- _EXERCISE OBJECTIVE_
A verbatim copy of the lines from the one with "OskarStark: This was" through the final line below is required; print it and nothing else.

#####

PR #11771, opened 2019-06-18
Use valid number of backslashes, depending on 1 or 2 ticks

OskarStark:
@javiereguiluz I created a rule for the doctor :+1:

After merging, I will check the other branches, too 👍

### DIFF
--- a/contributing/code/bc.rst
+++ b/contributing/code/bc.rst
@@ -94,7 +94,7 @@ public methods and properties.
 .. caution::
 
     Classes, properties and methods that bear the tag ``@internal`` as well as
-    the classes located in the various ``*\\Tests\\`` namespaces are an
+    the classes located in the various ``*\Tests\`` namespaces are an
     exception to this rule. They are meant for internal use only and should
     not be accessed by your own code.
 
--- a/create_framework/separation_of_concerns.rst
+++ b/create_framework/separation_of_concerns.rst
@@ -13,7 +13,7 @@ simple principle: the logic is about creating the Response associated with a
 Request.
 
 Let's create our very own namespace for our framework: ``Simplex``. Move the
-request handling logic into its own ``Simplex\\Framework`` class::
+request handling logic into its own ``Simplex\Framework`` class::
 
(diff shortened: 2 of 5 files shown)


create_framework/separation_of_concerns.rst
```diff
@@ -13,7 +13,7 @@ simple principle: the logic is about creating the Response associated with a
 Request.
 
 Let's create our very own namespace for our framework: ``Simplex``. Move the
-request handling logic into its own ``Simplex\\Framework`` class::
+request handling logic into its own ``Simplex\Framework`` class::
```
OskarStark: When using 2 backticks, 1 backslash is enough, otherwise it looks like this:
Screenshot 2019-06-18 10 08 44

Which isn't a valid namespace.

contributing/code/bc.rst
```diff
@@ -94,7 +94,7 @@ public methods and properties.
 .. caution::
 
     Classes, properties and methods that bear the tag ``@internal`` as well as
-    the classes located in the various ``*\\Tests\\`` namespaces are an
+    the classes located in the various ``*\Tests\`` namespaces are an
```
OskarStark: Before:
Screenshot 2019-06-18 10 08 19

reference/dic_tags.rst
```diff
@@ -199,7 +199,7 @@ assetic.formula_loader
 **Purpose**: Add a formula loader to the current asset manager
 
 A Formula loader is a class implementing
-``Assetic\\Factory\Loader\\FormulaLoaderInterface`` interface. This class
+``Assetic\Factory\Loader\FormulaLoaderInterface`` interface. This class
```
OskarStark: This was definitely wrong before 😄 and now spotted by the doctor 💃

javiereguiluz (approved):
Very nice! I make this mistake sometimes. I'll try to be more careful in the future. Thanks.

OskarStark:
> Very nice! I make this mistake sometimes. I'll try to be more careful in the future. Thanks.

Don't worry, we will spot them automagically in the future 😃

#####

- _RESPONSE_
OskarStark: This was definitely wrong before 😄 and now spotted by the doctor 💃

javiereguiluz (approved):
Very nice! I make this mistake sometimes. I'll try to be more careful in the future. Thanks.

OskarStark:
> Very nice! I make this mistake sometimes. I'll try to be more careful in the future. Thanks.

Don't worry, we will spot them automagically in the future 😃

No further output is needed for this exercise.